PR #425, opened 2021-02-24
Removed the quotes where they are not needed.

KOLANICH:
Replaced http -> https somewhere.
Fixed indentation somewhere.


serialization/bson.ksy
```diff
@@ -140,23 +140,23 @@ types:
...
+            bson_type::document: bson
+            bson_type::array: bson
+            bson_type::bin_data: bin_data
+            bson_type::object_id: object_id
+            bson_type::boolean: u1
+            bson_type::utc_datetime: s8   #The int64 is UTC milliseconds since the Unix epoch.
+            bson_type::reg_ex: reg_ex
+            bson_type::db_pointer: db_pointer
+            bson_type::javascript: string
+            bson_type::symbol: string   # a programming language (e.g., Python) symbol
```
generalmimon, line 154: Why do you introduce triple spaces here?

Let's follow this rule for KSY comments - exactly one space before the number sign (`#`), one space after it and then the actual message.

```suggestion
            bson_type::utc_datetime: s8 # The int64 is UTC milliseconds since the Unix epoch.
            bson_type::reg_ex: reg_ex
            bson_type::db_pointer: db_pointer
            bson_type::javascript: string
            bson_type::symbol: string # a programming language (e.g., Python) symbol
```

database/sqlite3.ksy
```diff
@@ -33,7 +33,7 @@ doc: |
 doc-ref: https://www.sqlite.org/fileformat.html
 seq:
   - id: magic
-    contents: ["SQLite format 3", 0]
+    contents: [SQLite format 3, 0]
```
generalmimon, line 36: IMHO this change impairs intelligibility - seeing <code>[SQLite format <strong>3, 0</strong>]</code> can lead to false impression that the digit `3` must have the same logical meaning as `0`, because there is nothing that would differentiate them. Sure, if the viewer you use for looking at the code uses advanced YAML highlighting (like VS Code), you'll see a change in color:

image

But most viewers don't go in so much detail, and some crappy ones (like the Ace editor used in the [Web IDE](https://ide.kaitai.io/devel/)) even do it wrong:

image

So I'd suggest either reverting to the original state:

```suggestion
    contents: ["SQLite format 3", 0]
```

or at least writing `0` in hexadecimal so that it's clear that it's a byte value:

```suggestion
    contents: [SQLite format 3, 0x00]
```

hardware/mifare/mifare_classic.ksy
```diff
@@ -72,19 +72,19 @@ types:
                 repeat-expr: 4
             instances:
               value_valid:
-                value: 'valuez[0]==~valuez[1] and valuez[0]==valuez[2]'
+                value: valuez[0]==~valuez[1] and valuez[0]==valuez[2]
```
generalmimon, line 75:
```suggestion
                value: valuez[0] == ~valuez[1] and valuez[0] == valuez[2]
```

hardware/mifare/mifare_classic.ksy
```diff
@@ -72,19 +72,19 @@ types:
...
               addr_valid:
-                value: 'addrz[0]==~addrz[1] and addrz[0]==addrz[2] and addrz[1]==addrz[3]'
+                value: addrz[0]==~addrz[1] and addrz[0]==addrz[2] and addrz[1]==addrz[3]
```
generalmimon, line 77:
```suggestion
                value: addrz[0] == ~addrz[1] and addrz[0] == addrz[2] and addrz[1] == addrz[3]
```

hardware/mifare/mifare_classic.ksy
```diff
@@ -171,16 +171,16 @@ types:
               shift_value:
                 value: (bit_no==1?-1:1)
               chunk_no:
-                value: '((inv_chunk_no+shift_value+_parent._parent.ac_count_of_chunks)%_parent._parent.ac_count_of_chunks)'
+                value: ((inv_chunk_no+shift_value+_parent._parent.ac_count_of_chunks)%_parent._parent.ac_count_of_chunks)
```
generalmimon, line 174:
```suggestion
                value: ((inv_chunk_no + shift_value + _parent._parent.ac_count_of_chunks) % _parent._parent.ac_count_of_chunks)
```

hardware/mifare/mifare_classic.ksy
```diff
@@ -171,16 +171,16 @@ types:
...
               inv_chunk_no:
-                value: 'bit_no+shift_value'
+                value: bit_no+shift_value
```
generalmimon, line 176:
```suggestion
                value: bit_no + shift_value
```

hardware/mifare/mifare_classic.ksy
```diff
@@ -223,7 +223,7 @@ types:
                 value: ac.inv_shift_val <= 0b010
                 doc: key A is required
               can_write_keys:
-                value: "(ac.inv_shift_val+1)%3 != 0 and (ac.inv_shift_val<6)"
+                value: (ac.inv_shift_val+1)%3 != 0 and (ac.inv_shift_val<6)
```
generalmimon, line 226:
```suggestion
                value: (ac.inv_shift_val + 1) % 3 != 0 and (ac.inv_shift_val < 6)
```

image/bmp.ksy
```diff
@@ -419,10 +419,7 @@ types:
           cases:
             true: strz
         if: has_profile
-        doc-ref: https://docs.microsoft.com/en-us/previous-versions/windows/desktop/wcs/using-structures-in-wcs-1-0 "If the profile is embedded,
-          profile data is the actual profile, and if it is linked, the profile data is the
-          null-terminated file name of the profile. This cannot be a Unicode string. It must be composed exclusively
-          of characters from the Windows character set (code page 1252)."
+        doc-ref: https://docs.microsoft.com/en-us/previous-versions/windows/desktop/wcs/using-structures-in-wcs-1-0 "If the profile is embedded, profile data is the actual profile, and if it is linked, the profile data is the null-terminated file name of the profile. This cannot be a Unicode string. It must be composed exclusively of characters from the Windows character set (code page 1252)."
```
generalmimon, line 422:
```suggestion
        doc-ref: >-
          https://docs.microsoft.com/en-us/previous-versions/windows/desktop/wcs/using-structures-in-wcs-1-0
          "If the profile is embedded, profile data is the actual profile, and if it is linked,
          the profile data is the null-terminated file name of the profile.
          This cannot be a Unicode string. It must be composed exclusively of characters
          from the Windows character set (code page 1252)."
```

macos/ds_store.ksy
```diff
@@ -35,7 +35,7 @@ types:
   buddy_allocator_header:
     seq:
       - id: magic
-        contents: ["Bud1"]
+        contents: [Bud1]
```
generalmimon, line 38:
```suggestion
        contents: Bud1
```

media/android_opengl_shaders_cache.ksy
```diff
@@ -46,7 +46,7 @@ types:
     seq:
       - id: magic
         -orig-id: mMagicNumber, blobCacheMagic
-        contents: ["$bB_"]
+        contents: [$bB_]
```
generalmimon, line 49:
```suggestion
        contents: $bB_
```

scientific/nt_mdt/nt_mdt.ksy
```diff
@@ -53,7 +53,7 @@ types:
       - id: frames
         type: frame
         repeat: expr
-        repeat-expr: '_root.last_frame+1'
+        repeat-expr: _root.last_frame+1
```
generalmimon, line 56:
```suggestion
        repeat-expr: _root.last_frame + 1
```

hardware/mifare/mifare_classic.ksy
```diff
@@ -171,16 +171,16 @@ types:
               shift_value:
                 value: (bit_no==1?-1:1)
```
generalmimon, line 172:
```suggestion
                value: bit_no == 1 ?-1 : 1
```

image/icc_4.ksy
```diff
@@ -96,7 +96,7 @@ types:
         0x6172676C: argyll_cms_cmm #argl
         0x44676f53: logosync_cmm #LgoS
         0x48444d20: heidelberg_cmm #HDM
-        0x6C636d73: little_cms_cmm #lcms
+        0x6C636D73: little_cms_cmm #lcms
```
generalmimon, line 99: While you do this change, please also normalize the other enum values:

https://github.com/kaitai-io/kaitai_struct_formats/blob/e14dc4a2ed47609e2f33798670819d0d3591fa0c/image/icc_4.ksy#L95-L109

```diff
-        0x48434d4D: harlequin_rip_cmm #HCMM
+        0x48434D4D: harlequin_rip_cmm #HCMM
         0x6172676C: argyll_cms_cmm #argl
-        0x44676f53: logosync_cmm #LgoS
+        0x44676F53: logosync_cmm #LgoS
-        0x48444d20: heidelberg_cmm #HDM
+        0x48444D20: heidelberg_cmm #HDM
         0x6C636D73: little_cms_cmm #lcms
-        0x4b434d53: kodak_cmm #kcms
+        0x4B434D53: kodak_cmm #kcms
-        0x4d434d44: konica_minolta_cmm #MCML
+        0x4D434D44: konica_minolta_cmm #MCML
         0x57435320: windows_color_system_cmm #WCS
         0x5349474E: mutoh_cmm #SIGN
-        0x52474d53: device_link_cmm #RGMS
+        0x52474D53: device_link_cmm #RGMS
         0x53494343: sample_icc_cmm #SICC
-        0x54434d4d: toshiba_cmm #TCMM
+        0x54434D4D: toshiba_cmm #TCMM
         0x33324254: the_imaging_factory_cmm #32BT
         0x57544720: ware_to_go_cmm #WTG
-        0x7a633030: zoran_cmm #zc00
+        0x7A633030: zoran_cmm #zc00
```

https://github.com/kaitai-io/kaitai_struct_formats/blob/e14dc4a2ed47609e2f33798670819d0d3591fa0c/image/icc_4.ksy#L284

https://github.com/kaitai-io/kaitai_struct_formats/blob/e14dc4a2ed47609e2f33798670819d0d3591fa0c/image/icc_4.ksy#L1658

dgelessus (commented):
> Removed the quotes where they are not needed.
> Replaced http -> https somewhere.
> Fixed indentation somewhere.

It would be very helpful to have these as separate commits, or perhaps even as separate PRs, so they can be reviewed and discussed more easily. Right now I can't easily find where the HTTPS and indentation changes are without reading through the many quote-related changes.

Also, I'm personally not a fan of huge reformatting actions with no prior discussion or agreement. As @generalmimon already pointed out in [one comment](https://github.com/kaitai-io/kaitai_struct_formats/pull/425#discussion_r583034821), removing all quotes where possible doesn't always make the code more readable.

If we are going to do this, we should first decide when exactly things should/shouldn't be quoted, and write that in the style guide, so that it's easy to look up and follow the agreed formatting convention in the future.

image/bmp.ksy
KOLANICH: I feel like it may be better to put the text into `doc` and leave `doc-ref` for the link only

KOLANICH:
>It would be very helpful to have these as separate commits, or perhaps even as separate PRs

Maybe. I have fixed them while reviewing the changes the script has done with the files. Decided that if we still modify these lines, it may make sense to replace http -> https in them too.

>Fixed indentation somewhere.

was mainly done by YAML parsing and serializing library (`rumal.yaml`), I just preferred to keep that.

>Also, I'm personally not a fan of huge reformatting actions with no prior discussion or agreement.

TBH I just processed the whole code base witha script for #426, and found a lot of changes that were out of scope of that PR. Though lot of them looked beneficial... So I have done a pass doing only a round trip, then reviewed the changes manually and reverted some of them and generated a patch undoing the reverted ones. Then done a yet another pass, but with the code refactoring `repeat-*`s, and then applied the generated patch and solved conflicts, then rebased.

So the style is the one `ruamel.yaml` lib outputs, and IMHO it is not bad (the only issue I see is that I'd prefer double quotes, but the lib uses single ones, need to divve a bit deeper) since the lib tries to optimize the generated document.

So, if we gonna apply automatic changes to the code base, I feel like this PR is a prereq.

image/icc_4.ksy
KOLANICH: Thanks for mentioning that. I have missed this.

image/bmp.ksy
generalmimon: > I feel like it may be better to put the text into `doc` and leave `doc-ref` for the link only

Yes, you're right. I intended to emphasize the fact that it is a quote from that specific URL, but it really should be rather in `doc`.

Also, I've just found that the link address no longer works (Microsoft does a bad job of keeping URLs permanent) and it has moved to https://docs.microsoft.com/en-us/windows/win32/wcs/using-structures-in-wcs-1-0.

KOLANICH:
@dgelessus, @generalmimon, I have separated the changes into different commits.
....
- Work request:
Pull each line that includes the word "even" out of the material above.

- Response to this task:
But most viewers don't go in so much detail, and some crappy ones (like the Ace editor used in the [Web IDE](https://ide.kaitai.io/devel/)) even do it wrong:
It would be very helpful to have these as separate commits, or perhaps even as separate PRs, so they can be reviewed and discussed more easily. Right now I can't easily find where the HTTPS and indentation changes are without reading through the many quote-related changes.
>It would be very helpful to have these as separate commits, or perhaps even as separate PRs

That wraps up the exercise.